[Al Islam 536] Wikileaks kembali menghebohkan saat membocorkan ribuan dokumen berisi kawat diplomatik dari kedutaan-kedutaan besar dan konsulat AS di seluruh dunia. Wikileaks mengklaim memiliki lebih dari 251.000 dokumen meski sampai saat ini (21/12) baru sekitar 1824 dokumen yang dimuat di lamannya. Sebagian dokumen itu juga kemudian dimuat oleh media lain seperti The Guardian Inggris, New York Times di AS, El Pais Spanyol, Der Spiegel Jerman, dan lain-lain. Dokumen-dokumen yang dibocorkan itu berisi pembicaraan para diplomat AS di berbagai negara tentang berbagai masalah, mulai dari masalah yang serius dan rahasia sampai masalah kecil.
Pembocoran dokumen-dokumen itu tak urung membuat para pejabat AS sibuk mengatasi dampaknya yang mungkin timbul. Meski demikian, sampai saat ini dampaknya belum terlalu besar dan mudah diatasi oleh AS.
Jika dicermati, tampak bahwa pembocoran dokumen-dokumen itu tidak terlepas dari pertarungan global negara-negara penjajah Barat, terutama antara AS dan Eropa (khususnya Inggris), ditambah dengan keterlibatan Israel. Inggris dan Israel, kemungkian berperan banyak dalam pembocoran ribuan dokumen itu. Pasalnya, dari ribuan dokumen itu, tak ada satupun dokumen yang merugikan Inggris ataupun Israel. Wikileaks menegaskan akan kembali mempublikasikan ratusan ribu dokumen rahasia lainnya ke depan, termasuk yang berasal dari Kedubes AS di Tel Aviv, Israel. Surat kabar Ha’aretz Jumat (26/11), mengutip seorang diplomat Zionis Israel, mengatakan, “Ada banyak dokumen yang dikirim ke Washington dari Kedutaan Amerika di Israel yang meliputi berbagai informasi, laporan, artikel dan dokumen diplomasi. Bahkan berbagai penilaian dari Kedutaan juga masuk dalam dokumen yang dimaksudkan untuk diterbitkan.” (Palestine-info.info, 27/11).

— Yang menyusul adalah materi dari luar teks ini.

Issue #3290, opened 2025-11-04
FP8 Blockwise Training Tracker


danielvegamyhre:
We want to support DeepSeekV3-style FP8 blockwise training in torchao for both dense and MoE models. 

# Support for dense models (linears)
- [x] Functionality
    - [x] 1x128 quantization for LHS activations, write to row major layout
    - [x] 128x1 quantization for RHS activations, write to col major layout
    - [x] 128x128  quantization for weights, write to col major layout
    - [x] 1x128 @ 128x128 gemm, use for:
         - [x] `output = input @ weight.t()`
         - [x] `dgrad = grad_output @ weight`
    - [x] 1x128 @ 128x1 gemm, use for:
         - [x]  `wgrad = grad_output.t() @ input`
    - [x] Autograd function implementing forward and backward
    - [ ] DTensor handling for TP support
    - [ ] Custom ops around all custom kernels for `torch.compile` composability
    - [ ] Tests for FSDP, TP
    - [x] `quantize_` model conversion api peforming module swap of nn.Linear to FP8BlockwiseLinear (wraps autograd func)
- [ ] Performance
    - [ ] all quantization kernels run at 80%+ of peak achievable memory bandwidth on Hopper
         - [ ] benchmark scripts for each quantization kernel 
    - [ ] all gemm kernels run at 80%+ of peak achievable TFLOPs/sec on Hopper 
         - [ ] benchmark scripts for each gemm
- [ ] Integration into torchtitan, validate with Llama3
 
# Support for MoE layers (grouped GEMMs)
- [ ] Functionality
    - [ ] 128x128 quantization compatible with 3d expert weights, write to per-expert col major layout (e.g. shape (E,N,K) with strides (N*K,1,N)) 
    - [ ] 1x128 @ 128x128 scaled grouped gemm
         - [ ] `output = input @ weight.transpose(-2,-1)`
         - [ ] `dgrad = grad_output @ weight`
    - [ ] 1x128 @ 128x1 scaled grouped gemm
         - [ ] `wgrad = grad_output.transpose(-2,-1) @ input`
- [ ] Performance
    - [ ] all quantization kernels run at 80%+ of peak achievable memory bandwidth on Hopper
         - [ ] benchmark scripts for each quantization kernel 
    - [ ] all gemm kernels run at 80%+ of peak achievable TFLOPs/sec on Hopper 
         - [ ] benchmark scripts for each gemm
[...]

PR #3402, opened 2025-11-28
FP8 Blockwise Training: `triton_op` for dense model

agolajko:
Added two `triton_op`s to the GEMM kernels

re: #3290
cc @danielvegamyhre

### DIFF
--- a/torchao/prototype/blockwise_fp8_training/kernels.py
+++ b/torchao/prototype/blockwise_fp8_training/kernels.py
@@ -96,6 +96,7 @@ def triton_fp8_gemm_1x128_128x128_kernel(
     tl.store(c_ptrs, c, mask=c_mask)
 
 
+@triton_op("torchao::triton_fp8_gemm_1x128_128x128", mutates_args={})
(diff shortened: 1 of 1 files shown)


danielvegamyhre:
this is fine to do, however, it's primarily the quantization kernels we need custom ops for, since for the GEMMs we're going to use torch._scaled_mm which dispatches to a cutlass kernel that is more performant than these triton ones

danielvegamyhre (approved):

agolajko:
By quantization kernels you mean the eg [this](https://github.com/pytorch/ao/blob/main/torchao/prototype/blockwise_fp8_training/kernels.py#L337)?

All of these are decorated with @triton_op already

What am I missing?

danielvegamyhre:
> By quantization kernels you mean the eg [this](https://github.com/pytorch/ao/blob/main/torchao/prototype/blockwise_fp8_training/kernels.py#L337)?
> 
> All of these are decorated with @triton_op already
> 
> What am I missing?

ah i forgot we already did that, been a while since i looked at this code. thanks!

PM Zionis Israel Benyamin Netanyahu pun, seperti dikutip surat kabar Jomhouri Eslami, menyambut langkah WikiLeaks dan mengatakan, “Untungnya, semua dokumen itu tidak ada yang anti Israel, dan Tel Aviv sama sekali tidak mengkhawatirkan publikasi dokumen-dokumen tersebut.” (Indonesian.irib.ir, 6/12).
Artinya, Netanyahu yakin bahwa dokumen-dokumen berikutnya juga sama sekali tak akan mengancam kepentingan Israel. Ini berarti para pejabat Israel yakin bahwa informasi-informasi yang akan dibocorkan sudah disaring secara rapi dan tidak akan mengancam Israel.

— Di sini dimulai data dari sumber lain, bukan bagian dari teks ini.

PR #7078, opened 2026-07-28
feat(sidekick/rust): implement bidi streaming transport stubs

suzmue:
Implement bidirectional streaming transport stubs in generated Rust crates and add required workspace dependencies (`futures`, `http`, `tokio`, `tokio-stream`, and the `_internal-grpc-client` feature on `gaxi`) behind `#[cfg(google_cloud_unstable_gapic_streaming)]`.

Also add TODOs for follow-up work to propagate request serialization and stream setup errors to `RequestSender::send()`. This will require changes to the constructor and likely will move the proto conversion
to the RequestSender, if we can manage this while erasing the prost types.

For #6835

### DIFF
--- a/internal/sidekick/rust/annotate_model.go
+++ b/internal/sidekick/rust/annotate_model.go
@@ -236,6 +236,14 @@ func annotateModel(model *api.API, codec *codec) (*modelAnnotations, error) {
 			bidiStreamingServices = append(bidiStreamingServices, s)
 		}
 	}
+	hasBidiStreaming := codec.templateOverride == "" && codec.includeBidiStreamingMethods && slices.ContainsFunc(model.Services, (*api.Service).HasBidiStreaming)
+	if hasBidiStreaming {
+		for _, pkg := range codec.extraPackages {
+			if pkg.name == "gaxi" && !slices.Contains(pkg.features, "_internal-grpc-client") {
+				pkg.features = append(pkg.features, "_internal-grpc-client")
+			}
+		}
+	}
 
 	ann := &modelAnnotations{
 		PackageName:           codec.packageName(model),
@@ -245,7 +253,7 @@ func annotateModel(model *api.API, codec *codec) (*modelAnnotations, error) {
 		RequiredPackages:      requiredPackages(codec.extraPackages),
 		ExternPackages:        externPackages(codec.extraPackages),
 		HasLROs:               hasLROs,
-		HasBidiStreaming:      codec.templateOverride == "" && codec.includeBidiStreamingMethods && len(bidiStreamingServices) > 0,
+		HasBidiStreaming:      hasBidiStreaming,
 		BidiStreamingServices: bidiStreamingServices,
 		CopyrightYear:         codec.generationYear,
 		BoilerPlate: append(license.HeaderBulk(),
--- a/internal/sidekick/rust/annotate_model.go
+++ b/internal/sidekick/rust/annotate_model.go
@@ -30,6 +30,8 @@ import (
 // errQuickstartServiceNotFound is returned when the requested quickstart service override is not found.
 var errQuickstartServiceNotFound = errors.New("quickstart_service_override not found")
 
+const gaxiPackageName = "gaxi"
+
 type modelAnnotations struct {
 	PackageName           string
 	PackageVersion        string
@@ -239,7 +241,7 @@ func annotateModel(model *api.API, codec *codec) (*modelAnnotations, error) {
 	hasBidiStreaming := codec.templateOverride == "" && codec.includeBidiStreamingMethods && slices.ContainsFunc(model.Services, (*api.Service).HasBidiStreaming)
 	if hasBidiStreaming {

Demikian pula dengan Inggris. Tak ada satu pun dokumen yang membahayakan kepentingan negara itu. Selain itu, selama ini Assange bermukim di Inggris. Pihak berwenang Inggris mengetahui hal itu dan terkesan melindunginya.
Lebih dari itu, dokumen-dokumen yang dibocorkan itu banyak terkait dengan negara-negara yang selama ini di situ terjadi perebutan pengaruh yang sengit antara AS dan Inggris seperti di Turki, Irak, Yordania, Kuwait, Pakistan, Iran, Mesir, Arab Saudi, Afganistan, Sudan dan-mungkin juga-Indonesia. Dengan terungkapnya aib penguasa negara-negara itu-yang notabene di bawah pengaruh AS-melalui dokumen yang bocor itu, maka popularitas mereka dan dukungan masyarakat kepada mereka boleh jadi akan menurun. Di situ akan ada peluang bagi Inggris untuk memunculkan atau bahkan menaikkan orang-orangnya untuk mengganti orang-orang yang selama ini menjadi agen AS. Dari dulu Inggris cukup dikenal cerdas dan licin dalam pertarungan pengaruh dengan AS, termasuk di negara-negara itu.
Selintas tampak AS-lah yang rugi akibat pembocoran itu. Namun, di sini bukan berarti tak ada peran AS. Selama ini tak ada bantahan langsung atas isi dokumen-dokumen itu dari pejabat AS. Bahkan terkesan Deplu AS menegaskan kesahihannya. Tak tampak pula ‘keseriusan’ AS untuk menghalangi, melawan atau menindak pembocoran dokumen itu dan pelakunya seperti layaknya jika memang hal itu dianggap sebagai pembocoran rahasia negara dan merugikan kepentingan AS atau mengancam kepentingan nasionalnya. Ini menunjukkan bahwa pembocoran dokumen-dokumen itu tak sepenuhnya di luar kendali AS. Surat kabar Jomhouri Eslami yang terbit di Teheran, Senin (6/12) menulis, “Di tengah kegusaran para pejabat AS atas bocornya sejumlah kawat diplomatik di Situs WikiLeaks, sejumlah pemimpin redaksi senior Majalah Newsweek menegaskan bahwa ada koordinasi dengan Kementerian Luar Negeri AS dalam merilis dokumen-dokumen tersebut.”
Menurut keterangan mereka, pemerintah Barack Obama memberikan pertimbangan dalam menyeleksi dokumen itu dan juga mempublikasikan, membesar-besarkan atau membatalkan publikasi konten tertentu. Padahal tanpa pengakuan ini juga terlihat ada gerakan terorganisasi yang menargetkan tujuan-tujuan tertentu (Indonesian.irib.ir, 6/12).
Penjajah dan Pelayannya
Memastikan siapa yang berada di balik pembocoran dokumen itu dan apa tujuannya, bukanlah hal yang amat penting. Yang lebih penting adalah pelajaran apa yang bisa diambil oleh umat Islam demi masa depannya yang lebih baik, meski secara syar’i kita tak boleh bersandar dan percaya sepenuhnya pada informasi yang dibawa oleh orang fasik.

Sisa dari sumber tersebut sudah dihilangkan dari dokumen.